Many builders have little choice but to look farther and farther out into the suburbs, where the prices need to be highly competitive to entice enough buyers
If finding skilled labor isn’t your top concern, then chances are pretty good that finding lots to build on is your biggest challenge. Since 1997—almost 20 years—the NAHB/Wells Fargo Housing Market Index has periodically tracked builder sentiment regarding lot availability. In that time, the percentage of builders reporting shortages has never been as high as it is now: In the May survey, 64 percent of respondents reported a “low” or “very low” lot supply—a 2 percent increase from the previous record set in May 2015.
Even back in 2005—when the market was strong and roughly twice as many new homes were being built nationwide—the share of builders reporting shortages was at 53 percent.
The percentage varies somewhat based on the region of the country, builder size, and the type of lot. Although the categories are seldom precisely defined, builders often think in terms of A, B, and C lots, based on the desirability of their location. As you might expect, the shortage tends to be most acute for A lots. In the May 2016 survey, 69 percent of the builders said A lots were in short supply, compared with 60 percent for B lots and 47 percent for C lots.
Nowhere is the scarcity of land more apparent than in the West, where 39 percent of builders said lot supply was “very low” (compared with 23 percent in the South and 18 percent in both the Midwest and the Northeast).

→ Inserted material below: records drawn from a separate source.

PR #331, opened 2025-11-01
Misc fixes for various build/test environments

bmhowe23:
* Allow the build to skip the TensorRT-based decoder if the user explicitly disables it. (Useful for developer testing.)
* Fix a build warning from the UCCGSD test
* Also, skip the `libs/solvers/python/tests/test_uccgsd.py::test_solvers_vqe_uccgsd_lih` test in CPU-only environments (like some of our CI) because it was taking ~30 minutes just for that one test.

### DIFF
--- a/docker/build_env/cudaqx.dev.Dockerfile
+++ b/docker/build_env/cudaqx.dev.Dockerfile
@@ -19,6 +19,7 @@ LABEL org.opencontainers.image.url="https://github.com/NVIDIA/cudaqx"
 # FIXME: Remove the cmake install once private repos are updated.
 RUN apt-get update && CUDA_DASH=$(echo $cuda_version | tr '.' '-') \
   && apt-get install -y gfortran libblas-dev jq cuda-nvtx-${CUDA_DASH} \
+  && apt-get install -y git-lfs \
   && python3 -m pip install "cmake<4" --user \
   && apt-get autoremove -y --purge && apt-get clean && rm -rf /var/lib/apt/lists/*
 


Building.md
```diff
@@ -40,12 +40,14 @@ git clone https://github.com/NVIDIA/cudaqx.git
...
 
-# Configure your build (adjust as necessary)
+# Configure your build (adjust as necessary). Note TRT requires extra
+# dependencies, so the command below disables it from the build.
 cmake -G Ninja -S .. \
   -DCUDAQ_INSTALL_DIR=$CUDAQ_INSTALL_PREFIX \
   -DCMAKE_INSTALL_PREFIX=${CUDAQX_INSTALL_PREFIX} \
   -DCUDAQ_DIR=${CUDAQ_INSTALL_PREFIX}/lib/cmake/cudaq \
   -DCMAKE_BUILD_TYPE=Release
+  -DCUDAQ_QEC_BUILD_TRT_DECODER=OFF
```
melody-ren: Missing a `\` after `-DCMAKE_BUILD_TYPE=Release`. Without that `\`, will get an error of `-DCUDAQ_QEC_BUILD_TRT_DECODER=OFF: command not found`

Building.md
```diff
@@ -40,12 +40,14 @@ git clone https://github.com/NVIDIA/cudaqx.git
 cd cudaqx
 mkdir build && cd build
 
-# Configure your build (adjust as necessary)
+# Configure your build (adjust as necessary). Note TRT requires extra
+# dependencies, so the command below disables it from the build.
```
melody-ren: I'm a bit confused by this. From #307 's description, it seems like `TensorRT` is the only truly new dependency. If it's installed in the dev container (since this PR adds the installation in the dockerfile), don't we already satisfy the dependency requirement? The text reads like you need to install additional dependencies. 

I mean I agree with showing how to disable building it by demonstrating the `-DCUDAQ_QEC_BUILD_TRT_DECODER=OFF` flag. I just thought the explanation given was a bit confusing.

Building.md
```diff
@@ -55,7 +57,7 @@ export PYTHONPATH=${CUDAQ_INSTALL_PREFIX}:${CUDAQX_INSTALL_PREFIX}
 export PATH="${CUDAQ_INSTALL_PREFIX}/bin:${CUDAQX_INSTALL_PREFIX}/bin:${PATH}"
 ctest
 # Run the python tests
-# The --ignore option is to bypass tests that require additional packages not contained in 
+# The --ignore option is to bypass tests that require additional packages not contained in
 # the standard docker container
```
melody-ren, line 59: If the user disables TRT decoder by following the above cmake commands, then we need to ignore the trt's python test `test_trt_decoder.py` here too, I think?

Building.md
bmhowe23: You are correct that this is misleading in its current state. I added the "Update cudaqx-dev image to include tensorrt" commit after the Building.md change. I will just revert the change to Building.md. I will still keep the cmake option so we can disable it as needed, but since we don't describe every cmake option in the Building.md page, I don't think we need to show this one.

Building.md
bmhowe23: Agree. Since I am reverting the Building.md changes, I think that will automatically resolve this thread.

bmhowe23: Reverted in 82dde3769701648dcf82f7652e9b4d017890ebfa

Building.md
bmhowe23: Reverted in 82dde3769701648dcf82f7652e9b4d017890ebfa

Building.md
bmhowe23: Reverted in 82dde3769701648dcf82f7652e9b4d017890ebfa

libs/qec/CMakeLists.txt
```diff
@@ -61,6 +61,9 @@ option(CUDAQX_QEC_INSTALL_PYTHON
        "Install python files alongside the library."
        ${CUDAQX_INSTALL_PYTHON})
 
+# Option to control TRT decoder build (default: ON)
+option(CUDAQ_QEC_BUILD_TRT_DECODER "Build the TensorRT decoder plugin" ON)
```
melody-ren, line 65: Now that the dev image comes with TensorRT, do we really need to make the trt decoder optional? Either way works. Just curious

bmhowe23: Yes, I'd like to, at least for my own benefit.

bmhowe23: It's a good idea in general to have pluggable components be able to be enabled or disabled on a per component basis.

melody-ren (approved):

But when specifically referring to premium “Class A” lots, builders from coast to coast reported widespread shortages.
“Here in Northeast Ohio, the supply of ‘A’ lots has really dwindled,” said Bill Sanderson, vice president of construction and land for Knez Homes, a Cleveland-area custom home building company. “A few spots are available for redevelopment, but that process takes time, and there still isn’t a ton of [land].”
Sanderson, who also serves as president of the Ohio Home Builders Association, says that many builders have little choice but to look farther and farther out into the suburbs, where the prices need to be highly competitive to entice enough buyers. “In those secondary locations, increased entitlement time and more regulations, including environmental and other issues, mean that lots are not coming online as quickly as planned,” he explained.
Lot shortages were also reported somewhat more often by larger home builders. Overall, 70 percent of builders with more than 100 starts reported a low or very-low supply of lots, compared with 65 percent for builders with six to 99 starts, and 62 percent of builders with fewer than six starts.
Housing Market Snapshot
According to the NAHB/Wells Fargo Housing Index, builder confidence was unchanged in May at 58. April new-home sales jumped 16.6 percent from March to an annual rate of 619,000, and housing starts also increased, 6.6 percent during the same period to an annual rate of 1.17 million. Remodeling spending in April fell 3.2 percent to $142.2 billion.